William_Cannon said:


> Any other thoughts on how to get a good bike on the cheap?


Not exactly "cheap", but 7 speed, Shimano Altus shifters/derailleurs, Tektro V's, Alex rims, Formula hubs, Spinner Grind fork.

IBEX Bicycles. Mountain Bikes 29ers hardtails full suspension carbon fiber.

I've purchased two bikes from this company, and both were well worth the money.

Bob


----------



## IAmHolland (Jul 8, 2010)

William_Cannon said:


> Any other thoughts on how to get a good bike on the cheap?


wait for season closeouts, or spring cleaning from parents. choice of bikes is slimmer in cooler weather than when it starts to warm up. if it's not urgent, just wait it out.


----------



## NYrr496 (Sep 10, 2008)

I started with a Precaliber and liked itbut I lightened it up a little and improved the gears and shifter. Also threw on XT V brakes. Only problem is now, he's outgrowing it and it's killing me because I got it all dialed in nice.


----------



## rabitoblanco (Feb 21, 2017)

A few of you mentioned upgrading the little ones' 20" mtbs -- what components did you use? sizes? 

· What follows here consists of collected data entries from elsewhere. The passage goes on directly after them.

PR #5912, opened 2017-09-04
Fixes for Fish shell completion code

luc-j-bourhis:
It is great conda ships with support for the Fish shell but the command-line completion code had several issues: this pull request is a proposition to fix them. I tested it works on MacOS Sierra and Ubuntu Xenial.

PR #6475, opened 2017-12-17
fish update for conda 4.4

kalefranz:
This PR makes progress on bringing the fish wrapper in line with the other 4.4 shell wrappers.  I'm not a fish expert, so I'm sure it's probably not perfect yet.

One particular problem with the integration test... I can't get the `pexpect` library to collect stdout from a fish terminal.  Not sure exactly what's going on there.  With manual testing though, this PR at least appears to have basic functionality.

### DIFF
--- a/conda/activate.py
+++ b/conda/activate.py
@@ -94,12 +94,12 @@ class Activator(object):
             self.run_script_tmpl = '@CALL "%s"'
 
         elif shell == 'fish':
-            self.pathsep_join = ' '.join
+            self.pathsep_join = '" "'.join
             self.path_conversion = native_path_to_unix
             self.script_extension = '.fish'
             self.tempfile_extension = None  # write instructions to stdout rather than a temp file
             self.shift_args = 0
-            self.command_join = '\n'
+            self.command_join = ';\n'
 
             self.unset_var_tmpl = 'set -e %s'
             self.export_var_tmpl = 'set -gx %s "%s"'
--- a/conda/shell/etc/fish/conf.d/conda.fish
+++ b/conda/shell/etc/fish/conf.d/conda.fish
@@ -1,9 +1,3 @@
-#
-# Conda environment activate / deactivate functions for fish shell v2.2.0+.
-#
-# Ivan Smirnov (C) 2015
-#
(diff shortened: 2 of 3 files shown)


RSully:
Any reason for `source [CONDA_INSTALL_LOCATION]/etc/fish/conf.d/conda.fish` instead of using the `conda` command to find the path? As long as users set their path first I liked that approach. I haven't used 4.4 though, so I'm not sure if there is a technical limitation to doing that now.

kalefranz:
> Any reason for `source [CONDA_INSTALL_LOCATION]/etc/fish/conf.d/conda.fish` instead of using the `conda` command to find the path like previously?

Previous version assumes the conda root location is already on `PATH`, which this doesn't.  Also, `conda info --root` will probably add several hundred milliseconds to your shell startup time, so for something like that, it's best just to hard-code it.

Good explanation, even though it's focused on bash the concepts are the same, is in: https://www.anaconda.com/blog/developer-blog/how-to-get-ready-for-the-release-of-conda-4-4/

jaimergp:
LFTM! Very snappy as well :)

I would try to integrate the changes listed in [PR 5912](https://github.com/conda/conda/pull/5912/commits), because the completions I coded back then are painfully slow.

kalefranz:
Thanks @jaimergp for the review!  I'm going to go ahead and merge this PR as-is then.  And we'll also try to bring #5912 in for 4.4.0 also.

jaimergp:
I had to add `set _CONDA_EXE ~/.local/anaconda/bin/conda` to my `etc/fish/conf.d/conda.fish`, but I guess that my installation process was faulty. A proper installation should add that line automatically, right?

kalefranz:
Using the script in dev mode, maybe.  Most users shouldn't have to set that.  Except... I forgot something really important to ensure that's the case.

https://github.com/conda/conda/blob/4.4.x/utils/functions.sh#L199-L201

When conda is packaged up, and then under normal installs, that should be templated in correctly at the top of the file.  I forgot to add that though for fish.  I'll make sure I do that when I bring #5912 in.

PR #6479, opened 2017-12-17
move shell inside conda directory

kalefranz:
This is a not insignificant structural change to the repository. It's one we should make before releasing 4.4.0 final.

The reason is, I've recently been contemplating the addition of a `conda initialize` command, which could aid the transition from the old `export PATH="..."` modification (e.g. for Bourne shells) to the new method of sourcing the `conda.sh` file.  It could also programmatically be much more comprehensive, in terms of asking users which shells they wanted to enable, and if they wanted conda to attempt to modify the shell's initialization files.  It would also be helpful in the circumstance where we wanted to make the conda executable and base environment again pip-installable.

For now, this structural change to the repository is only an anticipation of and hedge for future needs.  The only cost is the possibility of twice-duplicating the contents of the scripts contained in `conda/shell` within actual conda package.


jakirkham:
How does this impact this content being installed?

kalefranz:
It shouldn't at all. In the `4.4.x` and `4.5.x` releases, the `utils/functions.sh` script was modified appropriately within this PR.

Are you running into a problem though?

jakirkham:
Right, was just learning about this. Thanks for confirming. :)

Actually got macOS to build locally. Windows IDK we will see what CI says.

kalefranz:
It's a shame we don't yet have https://github.com/conda/conda/pull/6518 merged and 4.6 ready to go.  All this stuff is so much simpler.  At least from the build perspective.  #6518 is just a large volume of changes though, so it's going to take a while for someone to get around to reviewing it.

PR #6489, opened 2017-12-19
remove dead code

kalefranz:
This PR just removes some unused, dead code, and also adds a couple tests.

### DIFF
--- a/conda/resolve.py
+++ b/conda/resolve.py
@@ -6,7 +6,7 @@ from logging import DEBUG, getLogger
 
 from .base.constants import DEFAULTS_CHANNEL_NAME, MAX_CHANNEL_PRIORITY
 from .base.context import context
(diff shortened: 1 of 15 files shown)


conda/resolve.py
```diff
@@ -386,22 +386,6 @@ def ms_depends(self, dist):
             self.ms_depends_[dist] = deps
         return deps
 
-    def depends_on(self, spec, target):
```
mcg1969: We really don't use this? I could have sworn we have some sort of `conda search` command that can find packages that depend on another.

mcg1969:
Merge conflicts

conda/resolve.py
kalefranz: I couldn't find anywhere that we do.  Not any more anyway.  `conda search` probably doesn't use resolve at all any longer, so maybe that's what happened.

PR #6495, opened 2017-12-19
skip an unnecessary environments.txt rewrite

kalefranz:


conda/core/envs_manager.py
```diff
@@ -39,6 +39,7 @@ def _clean_environments_txt(environments_txt_file, remove_location=None):
         return ()
 
     environments_txt_lines = list(yield_lines(environments_txt_file))
+    original_environments_txt_hash = hash(tuple(environments_txt_file))
```
mcg1969: Should these be sorted?

kalefranz: Thanks for looking at this PR.  I don't think it matters that they're sorted.  What matters is that it has the same order as `hash(real_prefixes)` in line 52.  However, I think I should add a test that ensures this is all working correctly.

huguesv:
I patched my local copy with this change. I can confirm that this fixes the issue for me.

kalefranz:
Thanks @huguesv!

conda/core/envs_manager.py
mcg1969: But does order matter in environments.txt? If not, and the goal is to eliminate unecessary rewrites, then it would seem to me that we should be doing a comparison that matters.

Also, I know a hash is very, very unlikely to let false equivalencies pass through, but why take a chance? What benefit is there to avoiding a full comparison?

I have bought a Haro V20 for my son (a 4 yr old, who is the size of an avg 5/6 yr old) and he can ride it comfortably after taking off an inch off the seat post. But I think the bike still approaches 50% of his mass, so some lighter would be better! <I guess that's always true... 

I don't know yet if he's compressing this coil spring fork any-- I doubt it. So wondering about ditching that for a nice light fork. Or handlebars might be easy. 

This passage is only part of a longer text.